FAQ: INVESTMENT CHOICE

Q. What investment options does the Saskatchewan Pension Plan offer?

A. Saskatchewan Pension Plan (SPP) offers its members two investment choices:

  • The balanced fund (BF)
  • The short-term fund (STF).

Members are permitted, but not required, to choose how to direct their contributions in the Plan’s funds. The default fund is the BF – if a member does not give us directions, contributions are deposited to the BF.

Q. What are the objectives of the balanced fund?

The objective of the BF is capital accumulation – growing member accounts to provide them with retirement income in a prudent, risk-controlled manner.

The BF diversifies investments between several asset classes including bonds, equities, real estate and short-term investments. As a further diversification tool, the assets of this fund are divided between two investment managers.

Q. What are the objectives of the short-term fund?

The objective of the STF is capital preservation. Therefore, the money is invested in one asset class – Canadian money market instruments. The STF benchmark is the DEX 91-day T-bill Index. This fund operates on a cost-recovery basis.

STF returns will likely be lower than the BF as the objective is to preserve account balances rather than provide long-term growth.

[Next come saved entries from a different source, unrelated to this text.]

PR #271, opened 2021-12-27
[contract-call-multi-outputs] Create contract-call-multi-outputs strategy

ChefSnoopy:
Create contract-call-multi-outputs strategy

Fixes # .

- 
- 
-

### DIFF
--- a/src/strategies/contract-call-multi-outputs/index.ts
+++ b/src/strategies/contract-call-multi-outputs/index.ts
@@ -1,0 +1,40 @@
+import { formatUnits } from '@ethersproject/units';
+import { multicall } from '../../utils';
+
+export const author = 'in19farkt';
+export const version = '0.1.0';
+
+function getArgs(options, address: string) {
+  const args: Array<string | number> = options.args || ['%{address}'];
+  return args.map((arg) =>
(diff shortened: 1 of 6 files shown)


src/strategies/contract-call-multi-outputs/index.ts
```diff
@@ -0,0 +1,40 @@
...
+      options.address,
+      options.methodABI.name,
+      getArgs(options, address)
+    ]),
+    { blockTag }
+  );
+  return Object.fromEntries(
+    response.map((value, i) => [
+      addresses[i],
+      parseFloat(formatUnits(value[options.output].toString(), options.decimals))
```
ChaituVR, line 37: I feel it is better to change `contract-call` strategy itself and make output param optional

```
      parseFloat(formatUnits(options.output ? value[options.output].toString() : value.toString(), options.decimals))
```

ChaituVR (changes requested):

src/strategies/contract-call-multi-outputs/index.ts
ChefSnoopy: so i can submit a new pull request which update the contract-call strategy with the code above ?

PR #279, opened 2022-01-04
[zorro] Zorro Proof of Personhood Strategy

RoboTeddy:
Basic 1 person 1 vote strategy

### DIFF
--- a/src/strategies/index.ts
+++ b/src/strategies/index.ts
@@ -228,6 +228,7 @@ import * as squidDao from './squid-dao';
 import * as pathBalanceStakedAndLocked from './path-balance-staked-and-locked';
 import * as bottoDao from './botto-dao';
 import * as genart from './genart';
+import * as zorro from './zorro';
 
 const strategies = {
   'nouns-rfp-power': nounsPower,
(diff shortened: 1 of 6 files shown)


bonustrack:
@RoboTeddy Looks great! Just some suggestions: 
- You could add a schema file on the strategy like this https://github.com/snapshot-labs/snapshot-strategies/blob/master/src/strategies/erc20-balance-of/schema.json this will generate a form on the UI for the strategy params and make it more handy for space owner to setup.
- What you think about adding an optional parameter to define the value to give if you are a verified person, instead of giving always 1 it could give 100 or a custom number, this would be useful if a space want to use multiple strategies like ERC20 + zorro

RoboTeddy:
> @RoboTeddy Looks great! Just some suggestions:
> 
> * You could add a schema file on the strategy like this https://github.com/snapshot-labs/snapshot-strategies/blob/master/src/strategies/erc20-balance-of/schema.json this will generate a form on the UI for the strategy params and make it more handy for space owner to setup.
> * What you think about adding an optional parameter to define the value to give if you are a verified person, instead of giving always 1 it could give 100 or a custom number, this would be useful if a space want to use multiple strategies like ERC20 + zorro

Done!

bonustrack (commented):
Looks great!

bonustrack (approved):

PR #282, opened 2022-01-05
[erc20-balance-of-indexed] Add erc20-balance-of-indexed strategy

### LINKED ISSUE #281: Create strategy for multiplying token balance by an index
### Expected behavior

Each voter's balance for the specified token at `address` should be scaled by an index value read from the `index` function on the specified `indexAddress` contract.

This is desirable for Olympus-style protocols like OlympusDAO and KlimaDAO which have a "wrapped staked" token whose voting power is tied to an ever-increasing index value.

0xAurelius:
Fixes #281 

- Add a strategy to multiply token balances by an ever-increasing index value.


0xAurelius:
I got all the tests passing on my local machine and the results are as expected
image

bonustrack (approved):

PR #286, opened 2022-01-06
Fix CALL_EXCEPTION Error

ChefSnoopy:
Fixes # .

- 
- 
-

### DIFF
--- a/src/strategies/contract-call/index.ts
+++ b/src/strategies/contract-call/index.ts
@@ -20,26 +20,37 @@ export async function strategy(
   snapshot
 ) {
   const blockTag = typeof snapshot === 'number' ? snapshot : 'latest';
-  const response = await multicall(
-    network,
-    provider,
-    [options.methodABI],
-    addresses.map((address: any) => [
-      options.address,
-      options.methodABI.name,
-      getArgs(options, address)
-    ]),
-    { blockTag }
-  );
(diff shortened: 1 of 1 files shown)


bonustrack (commented):
Hi, thanks for the PR but the error is on purpose, if the call fail we need to know that so we can report it on the frontend. Call could fail just because the node is offline, in this case we dont want the system to think voting power is 0.

ChefSnoopy:
> Hi, thanks for the PR but the error is on purpose, if the call fail we need to know that so we can report it on the frontend. Call could fail just because the node is offline, in this case we dont want the system to think voting power is 0.

can i add a new strategy with the default 0 ? Otherwise we need to customize the strategies for each proposal.
Our voting-power is a combination of multiple contracts ,we will always add new pools in voting-power.
now we have so many old voting proposal,When users view historical data pages, FE need to query the voting-power of each voter.
For example, I want to query two contracts ，C1:(deployed 10),C2:(deployed 100)
now i  have a proposal with snapshot block number 200, i can get voting-power with strategies({s1:contract-call C1, s2:contract-call C2}),
but if i have a proposal with snapshot block number 50 , i use the same strategies({s1:contract-call C1, s2:contract-call C2}) , your API will report error with call-error for C2 , if use my new pull code ,it will have no error ,just return 0 for C2

PR #515, opened 2022-03-31
[reverse-voting-escrow]  Reverse Voting Escrow Strategy

abigger87:
## Overview

This PR introduces a `reverse-voting-escrow` strategy that calculates scores based on vesting data at a weight of `0.1`.

The score for a given address in a SeedClub Cohort is calculated as follows:
```
score = current_balance +
        vested_balance +
        0.1 * vesting_balance;
```


src/strategies/reverse-voting-escrow/test.ts
```diff
@@ -0,0 +1,205 @@
...
+        ? parseFloat(reverseVotingBalance[address].toString())
+        : 0
+    ])
+  );
+  console.log('Final return data', finalReturnData);
+};
+
+main();
+
+export {};
```
ChaituVR, line 205: Hi @abigger87 why we need this file? you can run this command to test the strategy
```
yarn test --strategy=reverse-voting-escrow 
```

ChaituVR (changes requested):

PR #522, opened 2022-04-04
[uma-voting] add new strategy uma-voting

abg4:
Signed-off-by: Alex Gaines <againes@umaproject.org>

- Adds new uma-voting strategy

### DIFF
--- a/src/strategies/uma-voting/README.md
+++ b/src/strategies/uma-voting/README.md
@@ -1,4 +1,4 @@
-# Contract call strategy
+# uma-voting strategy
 
 This strategy returns the UMA balance of the voting wallet for the hot wallet.
 
--- a/src/strategies/uma-voting/README.md
+++ b/src/strategies/uma-voting/README.md
@@ -16,26 +16,7 @@ Here is an example of parameters:
         "address": "0x04Fa0d235C4abf4BcF4787aF4CF447DE572eF828",
         "votingFactoryAddress": "0xDE7c02aD2b925587Bd16724810f994a2948c4a38",
         "symbol": "UMA",
-        "decimals": 18,
-        "methodABI": {
-          "inputs": [
-            {
-              "internalType": "address",
-              "name": "account",
-              "type": "address"
-            }
-          ],
-          "name": "balanceOf",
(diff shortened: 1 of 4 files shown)


src/strategies/uma-voting/README.md
```diff
@@ -0,0 +1,65 @@
+# Contract call strategy
```
ChaituVR, line 1:
```suggestion
# uma-voting strategy
```

src/strategies/uma-voting/index.ts
```diff
@@ -0,0 +1,70 @@
...
+  {
+    inputs: [{ internalType: 'address', name: '', type: 'address' }],
+    name: 'designatedVotingContracts',
+    outputs: [
+      { internalType: 'contract DesignatedVoting', name: '', type: 'address' }
+    ],
+    stateMutability: 'view',
+    type: 'function'
+  }
+];
```
ChaituVR, line 17:
```suggestion
const designatedVotingContractAbi = [
  'function designatedVotingContracts(address) view returns (address)'
];
```

src/strategies/uma-voting/index.ts
```diff
@@ -0,0 +1,70 @@
...
+    network,
+    provider,
+    [options.methodABI],
+    votingAddress.map((address: any) => [
+      options.address,
+      options.methodABI.name,
+      getArgs(options, address)
+    ]),
+    { blockTag }
+  );
```
ChaituVR, line 58: You want a way to call different methods or will it be calling `balanceOf` method everytime? maybe you can call erc20balanceof strategy directly like here https://github.com/snapshot-labs/snapshot-strategies/blob/master/src/strategies/erc20-balance-of-delegation/index.ts#L24

ChaituVR (changes requested):

src/strategies/uma-voting/index.ts
abg4: We will only ever be calling `balanceOf` method. Let me know if the update works but removed the abi from the readme and examples.json files.

ChaituVR (approved):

Q. Which fund should you choose?

A. To answer this question you have to gauge what level of risk you’re willing to accept in a given investment. Factors that will influence this include your investment goals and your retirement timeline. Here are some questions and statements to consider when choosing between the BF and STF:

Balanced Fund Short-Term Fund
Is my main investment goal to seek higher returns and build up the value of my account significantly? Is my main investment goal to make sure I preserve the money I already have in my account?
Do I prefer a mixed portfolio of stocks, bonds, and short-term investments? Am I willing to accept a smaller return in exchange for less investment risk?
How long do I have until I retire? How long do I have until I retire?
If my pension plan takes an unexpected loss, do I have enough time to recover from it before I retire? If my pension plan takes an unexpected loss, do I have only a short amount of time to recover from it before I retire?
Am I comfortable with risk in my portfolio? Do I need more certainty in my portfolio?
Can I tolerate a moderate short-term loss and remain focussed on my long-term goals? Will a moderate short-term loss seriously jeopardize my future plans?
“I’m a long-term investor who can comfortably tolerate a moderate level of risk and can accept a short-term loss along the road to long-term gains.My goal is to steadily increase my account balance through consistently investing in a balanced portfolio over a long period of time.” “I’m a short-term investor who can willingly trade the opportunity for higher earnings for a less risky investment. My goal is to guard my money and keep my account intact. I am less concerned about earning a high rate of return.”

It’s a good practice to re-visit these questions periodically when monitoring your investments to ensure that you are still matched with the correct fund. If any of your answers to these questions change, consider whether you want to remain in the fund, or whether a switch would be more suitable. You may wish to seek the guidance of a financial professional for assistance in making your decisions.

2 thoughts on “FAQ: INVESTMENT CHOICE”

  1. Hi,

    What are the fees involved? Is this like a mutual fund where there is a management fee? Another question is is timing a factor with spp? Would it make a difference if contribution is made early or later part of a year?

    thank you

    1. Thanks for your questions.

      SPP’s management fees are paid from investment earnings. Each month SPP allocates 100 per cent of the earnings, less operating expenses, to members. This management fee is targeted to average one per cent of assets.
      A historical summary of our returns and MER is available at http://www.saskpension.com/index.php?page=administration/return.php.

      With respect to your question about timing for contributions, experts tend to agree that when saving for the long term, earlier is always better. However, if making a lump sum contribution is problematic, regular monthly contributions can help establish the savings ‘habit’.